Il giornalismo sta attraversando un periodo di grandi opportunità, non solo di bilanci in rosso? Alan Murray, ex giornalista del Wall Street Journal e presidente del Pew Research Center, spiega invece qual sia l’esatta condizione dei giornali. Si va al punto: la perdita di pubblicità, l’irrilevante crescita delle copie vendute, la frammentazione dei new media.

Prima di lasciare spazio all’entusiasmo per il digitale, bisognerebbe capire cosa sta succedendo al giornalismo e quali saranno le conseguenze per le testate e per chi ci lavora.
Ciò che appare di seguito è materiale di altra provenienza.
PR #695, opened 2023-05-08
Add va-card component

allisonlu:
## Chromatic

https://va-card--60f9b557105290003b387cd5.chromatic.com

## Description
Consider this a `va-card` lite web component. The reason why this was developed so quickly is for `va-notification` scaffolding (branch and PR coming soon). Structure of the web component and its story is based off of `va-alert`.

This PR does not include variations of Card, like [USWDS's Card component](https://designsystem.digital.gov/components/card/). I'm not sure if the VA design system team had a vision for `va-card`, but I thought keeping it "lite" will keep it flexible for collaboration and changes. 

See [Sketch link](https://www.sketch.com/s/be292806-8dbf-4201-bfa7-0edbba103347/a/bgmjKmz) for default and box-shadow mockups.

- Completes a task on https://github.com/department-of-veterans-affairs/va.gov-team/issues/57714

## Testing done
- locally, visually on Storybook
- e2e tests pass

## Screenshots
localhost_6006__path=_docs_components-va-card--default

## Acceptance criteria
- [ ]

## Definition of done


packages/web-components/src/components/va-card/va-card.tsx
```diff
@@ -0,0 +1,41 @@
...
+  render() {
+    const {
+      showShadow
+    } = this;
+
+    const classes = classnames('va-card',  {'show-shadow': showShadow});
+
+    return (
+      <Host>
+        <div class={classes}>
```
jamigibbs, line 35: Can you leverage the `<Host>` element for applying the classes? In the dom, this would just be the `<va-card>` element so you should be able to add style directly to it (that would save you from having the extra div).

In CSS, style is applied to the web component top level element like:
 
`:host { }`

Example: https://github.com/department-of-veterans-affairs/component-library/blob/main/packages/web-components/src/components/va-omb-info/va-omb-info.css#L1-L3

packages/web-components/src/components/va-card/va-card.tsx
```diff
@@ -0,0 +1,41 @@
...
+          <slot name="content"></slot>
```
jamigibbs, line 36: I wonder if we need to name this slot at all. 🤔  If you just used `<slot></slot>`, then the component could be used without needing any other markup around the content.

```
  <va-card show-shadow={showShadow}>
     <p>Example card content</p>
  </va-card>
```

packages/web-components/src/components/va-card/va-card.tsx
```diff
@@ -0,0 +1,41 @@
...
+  Host, 
+  Prop, 
+  h 
+} from '@stencil/core';
+import classnames from 'classnames';
+
+/**
+ * @componentName Card
+ * @maturityCategory dont_use
+ * @maturityLevel proposed
```
jamigibbs, line 12: I think that we can set this to "Use with Caution: Candidate" [like this other new component](https://design.va.gov/storybook/?path=/docs/components-va-need-help--default) we recently added:

```
 @maturityCategory caution
 @maturityLevel candidate
 ```

File: packages/web-components/src/components/va-card/va-card.scss [hunk 4]
```diff
@@ -0,0 +1,9 @@
+.va-card {
+  border: 1px solid var(--color-gray-medium);
+  background-color: var(--color-white);
+  padding: 1.6rem;
```
jamigibbs, line 4: There is no way you would have been aware of this because we have not documented it but can you convert any `rem` to `px`? 

We are managing two different library versions of USWDS right now and the body font size is set different in each of them so rem's have been really difficult for us to manage during the transition.

packages/web-components/src/components/va-card/va-card.tsx
allisonlu: you're right, we don't need to name it. i figured this out as i was working on `va-notification`. it was extremely difficult to target content within `<slot name={content}></slot>` rather than just `<slot></slot>`

PR #713, opened 2023-06-07
add/convert maintenance banner to a web component

powellkerry:
## Chromatic

https://1508-maintenance-banner--60f9b557105290003b387cd5.chromatic.com

## Description
Convert "Banner - Maintenance" react component to a web component. 
Sketch Design: https://www.sketch.com/s/2476e4ee-fa82-4a19-bf11-dcb9b790acb7/p/D413251A-9268-4E48-9E4C-8E8A3A6B31F9/canvas

Closes https://github.com/department-of-veterans-affairs/vets-design-system-documentation/issues/1508

## Testing done
- Browser testing: Chrome, Firefox, Safari, MS Edge
- Mac Voice Over

## Screenshots
Screenshot 2023-06-07 at 3 53 30 PM
Screenshot 2023-06-07 at 3 53 52 PM

## Acceptance criteria
- [ ] Warning shows if current date is before startsAt and after warnStartsAt
- [ ] Alert shows if current date is after startsAt and before expiresAt
- [ ] Maintenance banner does not show if previous 2 conditions are not met
- [ ] Maintenance banner does not show if the user has dismissed the banner

## Definition of done

### DIFF
--- a/packages/web-components/src/components/va-maintenance-banner/va-maintenance-banner.scss
+++ b/packages/web-components/src/components/va-maintenance-banner/va-maintenance-banner.scss
@@ -6,6 +6,8 @@
   border-top: 8px solid;
   background-color: var(--color-gray-lightest);
   position: relative;
+  max-width: 1000px;
+  margin: 0px auto;
 }
 
 .maintenance-banner--warning {
@@ -19,6 +21,7 @@
 .maintenance-banner__title {
   font-family: var(--font-serif);
   margin: 0 0 8px;
+  font-size: 20px;
 }
 
 .maintenance-banner__body {
@@ -36,7 +39,7 @@
   position: absolute;
   height: 32px;
   width: 32px;
-  top: 12px;
+  top: 18px;
   left: 18px;
 }
 
--- a/packages/web-components/src/components/va-maintenance-banner/va-maintenance-banner.scss
+++ b/packages/web-components/src/components/va-maintenance-banner/va-maintenance-banner.scss
@@ -1,0 +1,86 @@
+@forward 'settings';
+@use 'uswds-helpers/src/styles/usa-sr-only';
+@use 'usa-button/src/styles/usa-button';
+@use 'usa-icon/src/styles/usa-icon';
+
+@import '../../global/formation_overrides';
+@import '../../mixins/buttons.css';
+
+
+
+.usa-maintenance-banner {
+  border-top: 8px solid;
+  background-color: var(--color-gray-lightest);
+  position: relative;
+}
+
+.usa-maintenance-banner--warning {
+  border-color: var(--color-gold);
+}
+
+.usa-maintenance-banner--error {
+  border-color: var(--color-secondary-dark);
+}
+
+.usa-maintenance-banner__title {
+  font-family: var(--font-serif);
+  margin: 0 0 8px;
+}
+
+.usa-maintenance-banner__body {
+  padding: 16px 56px;
+  position: relative;
+
+}
+
+.usa-maintenance-banner__body::before {
+  font-family: "Font Awesome 5 Free";
+  font-size: 26px;
+  font-style: normal;
+  font-weight: 900;
+  line-height: 1;
+  position: absolute;
+  height: 32px;
+  width: 32px;
+  top: 12px;
+  left: 18px;
+}
+
+.usa-maintenance-banner--warning .usa-maintenance-banner__body::before {
+  content: '\F071'; /* fa-exclamation-triangle */
+}
+
+.usa-maintenance-banner--error .usa-maintenance-banner__body::before {
+  content: '\F06A'; /* fa-exclamation-circle */
+  color: var(--color-secondary-dark);
+}
+
+.usa-maintenance-banner__close {
+  background-color: transparent;
+  color: var(--color-gray-dark);
+  font-size: 2.25rem;
+  padding: 0;
+  position: absolute;
+  margin: 16px;
+  right: 0;
+  top: 0;
+  width: auto;
+  z-index: 9;
+  white-space: nowrap;
+}
+
+.usa-maintenance-banner__close:hover {
+  color: var(--color-base);
+}
+
+.usa-maintenance-banner i::before {
+  -webkit-font-smoothing: antialiased;
+  content: '\F057'; /* fa-times-circle*/
+  display: inline-block;
+  font-family: 'Font Awesome 5 Free';
+  font-style: normal;
+  font-variant: normal;
+  font-weight: 900;
+  line-height: 1;
+  text-rendering: auto;
+}
--- a/packages/web-components/src/components/va-maintenance-banner/va-maintenance-banner.scss
+++ b/packages/web-components/src/components/va-maintenance-banner/va-maintenance-banner.scss
@@ -1,39 +1,33 @@
-@forward 'settings';
-@use 'uswds-helpers/src/styles/usa-sr-only';
-@use 'usa-button/src/styles/usa-button';
-@use 'usa-icon/src/styles/usa-icon';
-
-@import '../../global/formation_overrides';
 @import '../../mixins/buttons.css';
 
 
 
-.usa-maintenance-banner {
+.maintenance-banner {
   border-top: 8px solid;
   background-color: var(--color-gray-lightest);
   position: relative;
 }
 
-.usa-maintenance-banner--warning {
+.maintenance-banner--warning {
   border-color: var(--color-gold);
 }
 
-.usa-maintenance-banner--error {
+.maintenance-banner--error {
   border-color: var(--color-secondary-dark);
 }
 
-.usa-maintenance-banner__title {
+.maintenance-banner__title {
   font-family: var(--font-serif);
   margin: 0 0 8px;
 }
 
-.usa-maintenance-banner__body {
+.maintenance-banner__body {
   padding: 16px 56px;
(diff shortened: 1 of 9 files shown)


packages/web-components/src/components/va-maintenance-banner/va-maintenance-banner.tsx
```diff
@@ -0,0 +1,150 @@
...
+  formatDate,
+  isDateAfter,
+  isDateBefore,
+  isDateSameDay,
+} from '../../utils/date-utils';
+
+/**
+ * @componentName Maintenance Banner
+ * @maturityCategory use
+ * @maturityLevel deployed
```
jamigibbs, line 13: I am not certain of this maturity level. One of the criteria I see for [USE:DEPLOYED](https://design.va.gov/about/maturity-scale#use-deployed) says:
- Is deployed in production for more than 3 months

I wonder if this should be [USE WITH CAUTION: AVAILABLE](https://design.va.gov/about/maturity-scale#use-with-caution-available) for now?

```
 * @maturityCategory caution
 * @maturityLevel proposed
```

packages/web-components/src/components/va-maintenance-banner/va-maintenance-banner.scss
```diff
@@ -0,0 +1,86 @@
+@forward 'settings';
+@use 'uswds-helpers/src/styles/usa-sr-only';
+@use 'usa-button/src/styles/usa-button';
+@use 'usa-icon/src/styles/usa-icon';
+
+@import '../../global/formation_overrides';
```
jamigibbs, line 6: Are we adding a USWDS v3 variation at the same time? These modules would be specific to that but I don't see a `uswds` prop.

```
@forward 'settings';
@use 'uswds-helpers/src/styles/usa-sr-only';
@use 'usa-button/src/styles/usa-button';
@use 'usa-icon/src/styles/usa-icon';

```

packages/web-components/src/components/va-maintenance-banner/va-maintenance-banner.tsx
```diff
@@ -0,0 +1,150 @@
...
+  styleUrl: 'va-maintenance-banner.scss',
+  shadow: true,
+})
+export class VaMaintenanceBanner {
+
+  maintenanceBannerEl: HTMLDivElement;
+  /**
+   * Whether or not an analytics event will be fired.
+   */
+  @Prop() enableAnalytics?: boolean = false;
```
jamigibbs, line 28: I think if we are not wiring up analytics yet, we probably shouldn't advertise that there is analytics being fired. Should we just create a new ticket for completing that task after this component is done? Here is an example issue for adding analytics to va-notification: https://github.com/department-of-veterans-affairs/vets-design-system-documentation/issues/1803

packages/web-components/src/components/va-maintenance-banner/va-maintenance-banner.scss
```diff
@@ -0,0 +1,86 @@
...
+  width: auto;
+  z-index: 9;
+  white-space: nowrap;
+}
+
+.usa-maintenance-banner__close:hover {
+  color: var(--color-base);
+}
+
+.usa-maintenance-banner i::before {
```
jamigibbs, line 76: I am not sure about using the `.usa-` namespace for these css classes. I don't think the other components use that (non-v3). Is this because we are taking the styles from Formation?

jamigibbs:
I think something isn't quite right with the Storybook examples. The code example is showing `forwardRef` instead of the component name:

Screenshot 2023-06-08 at 9 34 35 AM

packages/web-components/src/components/va-maintenance-banner/va-maintenance-banner.tsx
```diff
@@ -0,0 +1,150 @@
...
+  isDateAfter,
+  isDateBefore,
+  isDateSameDay,
+} from '../../utils/date-utils';
+
+/**
+ * @componentName Maintenance Banner
+ * @maturityCategory use
+ * @maturityLevel deployed
+ * @guidanceHref form/maintenance-banner
```
jamigibbs, line 14: Should this have a form href reference? I think this is for linking it on the design.va.gov documentation site under the [forms dropdown](https://design.va.gov/components/form/) but I'm not sure if this component will be there.

jamigibbs:
Is it possible that the maintenance content would need to contain links or something more than just plain text? If so, should we consider changing this from a prop to just passing the content into a slot? With the React version, I think it could display HTML so they'd be losing that flexibility with a web component prop.

Screenshot 2023-06-08 at 10 23 43 AM

packages/web-components/src/components/va-maintenance-banner/va-maintenance-banner.tsx
powellkerry: Good question. I am unsure what needs analytics on this component. Should there be an event for whenever a maintenance banner renders and maybe when a user dismisses it? There is not anything else that is actionable on this component.

jamigibbs: I'm guessing we'll want something similar to va-promo-banner or any of the components that capture a close event: https://github.com/department-of-veterans-affairs/component-library/blob/main/packages/web-components/src/components/va-promo-banner/va-promo-banner.tsx#L77-L104

packages/web-components/src/components/va-maintenance-banner/va-maintenance-banner.tsx
powellkerry: Updated

packages/web-components/src/components/va-maintenance-banner/va-maintenance-banner.tsx
powellkerry: I added the events, please check my work though :)

packages/web-components/src/components/va-maintenance-banner/va-maintenance-banner.scss
powellkerry: removed the .usa-

packages/web-components/src/components/va-maintenance-banner/va-maintenance-banner.tsx
powellkerry: removed guidanceHref

packages/web-components/src/components/va-maintenance-banner/va-maintenance-banner.tsx
jamigibbs: @powellkerry eeep, I think I pasted the wrong suggestion. The "available" reference should be this:

```
@maturityLevel available
```

jamigibbs:
> @jamigibbs The code preview in storybook should reflect the actual component now.

@powellkerry It does look better now! 

One other thing I noticed with Storybook though is that all of the other banner components are grouped tidy but this new one is alphabetizing lower. I realize the React version is already taking up this component's name "Banner - Maintenance" so I'm not exactly sure the answer here. I kind of think we should also give this web component the title "Banner - Maintenance" to keep it organized but some thoughts on that:

- Can we move the React component to the deprecated section? Not sure if there's some other steps we need to do first before that happens.
- Should we add the word "React" to the react component's title to distinguish it from the web component?
- Maybe we are ok with two components being displayed as "Banner - Maintenance" on Storybook for now?

Screenshot 2023-06-09 at 1 15 28 PM

packages/web-components/src/components/va-maintenance-banner/va-maintenance-banner.tsx
jamigibbs: I think the other component was using `innerContent` because everything was being passed through a slot. We have some props here though so usually we just do something like this to fine tune it:

```
        details: {
          header: this.maintenanceTitle,
          starts: this.startsAt,
          expires: this.expiresAt
        },
```

I don't know, we (DST) can capture whatever we think is valuable. For a maintenance banner, those bits seems useful-ish?

jamigibbs: We will also need to add the component to vets-website here: https://github.com/department-of-veterans-affairs/vets-website/blob/main/src/platform/site-wide/component-library-analytics-setup.js

powellkerry:
@jamigibbs that is a great suggestion. I have updated the stories to be organized better. 

After further investigation I don't know how to allow HTML without loosing the ability to have a different warning message than active maintenance message. We usually allow HTML using "slot", but we can't do that if there are 2 messages that could contain HTML. I'll investigate this a bit more on Monday.

babsdenney (approved):
Design approved!

packages/web-components/src/components/va-maintenance-banner/va-maintenance-banner.tsx
powellkerry: Updated for the component, will work on vets-website PR

packages/web-components/src/components/va-maintenance-banner/va-maintenance-banner.scss
powellkerry: Removed unused CSS imports. Not USWDS yet

packages/web-components/src/components/va-maintenance-banner/va-maintenance-banner.tsx
powellkerry: Updated

jamigibbs (approved):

Una sintesi viene fatta da Alan Murray, per cinque anni responsabile dello sviluppo digitale del Wall Street Journal, presidente da alcuni mesi del prestigioso Pew Research Center, organizzazione no profit che ogni anno rilascia un rapporto sullo Stato dei media. Potete ascoltare l’intervento di Murray alla George Washington University School of Media and Public Affairs. Ma ho selezionato alcuni punti e li ho sintetizzati in italiano. Potete leggerli qui sotto.

Sì, anche al Wall Street Journal, grazie al digitale, l’audience complessiva non è mai stata alta come in questi anni. 10, 15 volte superiore a quella che il giornale ha avuto nel periodo d’oro. Questo significa che il Wall Street Journal è in grande salute? Purtroppo no. In tutto il mondo avanzato, a causa dell’esplosione della comunicazione digitale, non c’è più un modello di business per i giornali, non si è ancora trovato il modo per ripagare e tenere in piedi il business.